Work order:
Below are the entries; count how many lines contain the word "ReplaceAll" and reply with that number alone.

------

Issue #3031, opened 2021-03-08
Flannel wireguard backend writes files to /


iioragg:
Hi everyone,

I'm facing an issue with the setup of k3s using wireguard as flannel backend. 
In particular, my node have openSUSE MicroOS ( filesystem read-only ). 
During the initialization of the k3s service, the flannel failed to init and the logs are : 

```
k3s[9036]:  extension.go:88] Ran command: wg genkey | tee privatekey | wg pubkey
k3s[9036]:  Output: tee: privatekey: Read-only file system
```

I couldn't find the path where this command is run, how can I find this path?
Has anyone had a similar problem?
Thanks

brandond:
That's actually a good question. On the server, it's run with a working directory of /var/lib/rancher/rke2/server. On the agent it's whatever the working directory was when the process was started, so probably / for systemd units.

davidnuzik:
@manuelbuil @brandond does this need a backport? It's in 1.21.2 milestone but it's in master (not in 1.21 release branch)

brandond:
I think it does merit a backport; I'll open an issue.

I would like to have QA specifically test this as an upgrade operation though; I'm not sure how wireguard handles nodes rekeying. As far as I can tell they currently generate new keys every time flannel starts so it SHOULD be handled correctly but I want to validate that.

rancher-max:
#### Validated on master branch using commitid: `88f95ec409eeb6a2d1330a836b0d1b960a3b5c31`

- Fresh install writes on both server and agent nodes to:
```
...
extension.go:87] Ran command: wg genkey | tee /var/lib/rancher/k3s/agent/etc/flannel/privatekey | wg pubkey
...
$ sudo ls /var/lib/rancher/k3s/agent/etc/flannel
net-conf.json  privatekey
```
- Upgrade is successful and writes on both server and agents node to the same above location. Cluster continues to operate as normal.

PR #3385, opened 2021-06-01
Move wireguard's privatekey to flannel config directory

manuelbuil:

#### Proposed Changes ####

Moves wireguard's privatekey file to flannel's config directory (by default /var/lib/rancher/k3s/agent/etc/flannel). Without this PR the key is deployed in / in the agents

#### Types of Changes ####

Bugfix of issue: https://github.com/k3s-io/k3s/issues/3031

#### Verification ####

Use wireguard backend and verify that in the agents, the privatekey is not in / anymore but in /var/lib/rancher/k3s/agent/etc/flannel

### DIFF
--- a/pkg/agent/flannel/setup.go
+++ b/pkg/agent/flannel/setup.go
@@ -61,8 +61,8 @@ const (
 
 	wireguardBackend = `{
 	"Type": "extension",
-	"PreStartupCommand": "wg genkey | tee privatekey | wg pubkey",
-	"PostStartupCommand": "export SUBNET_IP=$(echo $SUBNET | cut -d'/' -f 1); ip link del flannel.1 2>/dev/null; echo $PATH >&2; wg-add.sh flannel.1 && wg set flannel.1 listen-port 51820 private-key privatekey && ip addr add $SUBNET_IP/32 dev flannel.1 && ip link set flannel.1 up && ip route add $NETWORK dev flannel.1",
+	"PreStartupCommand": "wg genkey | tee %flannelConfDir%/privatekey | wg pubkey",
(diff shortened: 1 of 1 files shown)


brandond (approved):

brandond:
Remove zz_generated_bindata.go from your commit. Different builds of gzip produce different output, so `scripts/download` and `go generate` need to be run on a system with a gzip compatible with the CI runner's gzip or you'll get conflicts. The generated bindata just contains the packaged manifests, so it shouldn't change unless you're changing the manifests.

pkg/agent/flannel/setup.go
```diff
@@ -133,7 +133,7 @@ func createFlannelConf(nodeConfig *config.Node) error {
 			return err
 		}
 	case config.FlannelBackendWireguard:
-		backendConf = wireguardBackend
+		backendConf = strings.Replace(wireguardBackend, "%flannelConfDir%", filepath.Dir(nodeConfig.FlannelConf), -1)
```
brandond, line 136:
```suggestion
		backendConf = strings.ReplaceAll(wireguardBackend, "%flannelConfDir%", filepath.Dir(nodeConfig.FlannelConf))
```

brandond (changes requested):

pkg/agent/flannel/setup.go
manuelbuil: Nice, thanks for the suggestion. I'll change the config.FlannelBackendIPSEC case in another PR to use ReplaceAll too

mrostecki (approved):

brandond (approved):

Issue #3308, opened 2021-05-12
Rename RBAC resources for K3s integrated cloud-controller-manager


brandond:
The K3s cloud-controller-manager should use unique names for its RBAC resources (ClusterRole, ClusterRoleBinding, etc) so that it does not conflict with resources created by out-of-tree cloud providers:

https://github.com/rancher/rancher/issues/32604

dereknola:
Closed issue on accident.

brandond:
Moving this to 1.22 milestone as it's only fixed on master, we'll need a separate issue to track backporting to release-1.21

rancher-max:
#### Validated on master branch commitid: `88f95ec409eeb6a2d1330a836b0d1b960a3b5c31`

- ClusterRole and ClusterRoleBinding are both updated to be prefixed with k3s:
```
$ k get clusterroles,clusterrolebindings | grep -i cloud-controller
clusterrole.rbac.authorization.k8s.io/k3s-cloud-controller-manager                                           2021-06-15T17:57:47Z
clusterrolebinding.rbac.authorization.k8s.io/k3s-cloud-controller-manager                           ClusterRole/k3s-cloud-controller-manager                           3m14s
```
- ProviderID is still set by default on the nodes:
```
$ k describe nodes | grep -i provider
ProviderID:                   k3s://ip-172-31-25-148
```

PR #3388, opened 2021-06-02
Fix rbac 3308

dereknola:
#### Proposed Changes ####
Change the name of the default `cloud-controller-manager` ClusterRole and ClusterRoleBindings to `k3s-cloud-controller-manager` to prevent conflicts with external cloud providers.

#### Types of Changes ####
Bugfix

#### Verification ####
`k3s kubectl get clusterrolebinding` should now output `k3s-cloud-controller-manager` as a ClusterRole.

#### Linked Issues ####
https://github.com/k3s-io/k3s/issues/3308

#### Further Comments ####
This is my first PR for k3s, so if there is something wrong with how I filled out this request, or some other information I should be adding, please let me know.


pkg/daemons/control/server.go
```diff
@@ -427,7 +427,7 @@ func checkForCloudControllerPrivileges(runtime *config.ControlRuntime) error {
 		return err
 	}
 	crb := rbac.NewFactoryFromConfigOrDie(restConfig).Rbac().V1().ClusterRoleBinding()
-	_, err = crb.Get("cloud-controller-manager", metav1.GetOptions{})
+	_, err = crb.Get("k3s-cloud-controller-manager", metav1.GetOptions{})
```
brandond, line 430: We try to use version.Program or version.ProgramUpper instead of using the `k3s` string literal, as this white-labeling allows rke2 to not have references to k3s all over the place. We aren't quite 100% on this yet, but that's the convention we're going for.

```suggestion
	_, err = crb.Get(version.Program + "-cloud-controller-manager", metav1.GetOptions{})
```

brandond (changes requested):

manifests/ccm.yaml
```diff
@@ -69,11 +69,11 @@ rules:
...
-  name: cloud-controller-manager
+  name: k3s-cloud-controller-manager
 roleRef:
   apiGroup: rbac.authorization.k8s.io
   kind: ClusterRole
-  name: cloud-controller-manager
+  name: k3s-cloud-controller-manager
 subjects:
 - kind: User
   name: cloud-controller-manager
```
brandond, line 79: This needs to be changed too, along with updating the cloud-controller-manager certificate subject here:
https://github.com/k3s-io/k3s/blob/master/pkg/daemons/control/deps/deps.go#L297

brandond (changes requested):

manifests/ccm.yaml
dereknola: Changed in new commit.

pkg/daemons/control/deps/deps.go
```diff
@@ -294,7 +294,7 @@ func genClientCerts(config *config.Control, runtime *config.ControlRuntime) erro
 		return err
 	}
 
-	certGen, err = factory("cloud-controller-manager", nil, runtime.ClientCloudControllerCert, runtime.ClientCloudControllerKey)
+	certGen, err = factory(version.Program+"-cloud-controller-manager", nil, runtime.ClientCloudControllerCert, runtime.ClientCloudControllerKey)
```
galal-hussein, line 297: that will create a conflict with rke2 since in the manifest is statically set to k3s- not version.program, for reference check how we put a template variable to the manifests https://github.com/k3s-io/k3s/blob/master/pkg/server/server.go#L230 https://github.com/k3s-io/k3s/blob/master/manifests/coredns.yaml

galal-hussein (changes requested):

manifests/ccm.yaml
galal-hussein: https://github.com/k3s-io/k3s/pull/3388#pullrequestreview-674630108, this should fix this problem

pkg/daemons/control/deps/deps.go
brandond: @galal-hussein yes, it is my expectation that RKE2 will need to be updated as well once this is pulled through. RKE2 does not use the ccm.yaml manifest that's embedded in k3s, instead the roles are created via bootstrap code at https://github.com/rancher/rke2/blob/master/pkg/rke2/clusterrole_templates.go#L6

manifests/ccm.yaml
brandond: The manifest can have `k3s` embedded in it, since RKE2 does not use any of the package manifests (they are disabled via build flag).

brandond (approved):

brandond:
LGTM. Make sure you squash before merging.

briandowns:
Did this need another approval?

------

Response to the exercise:
2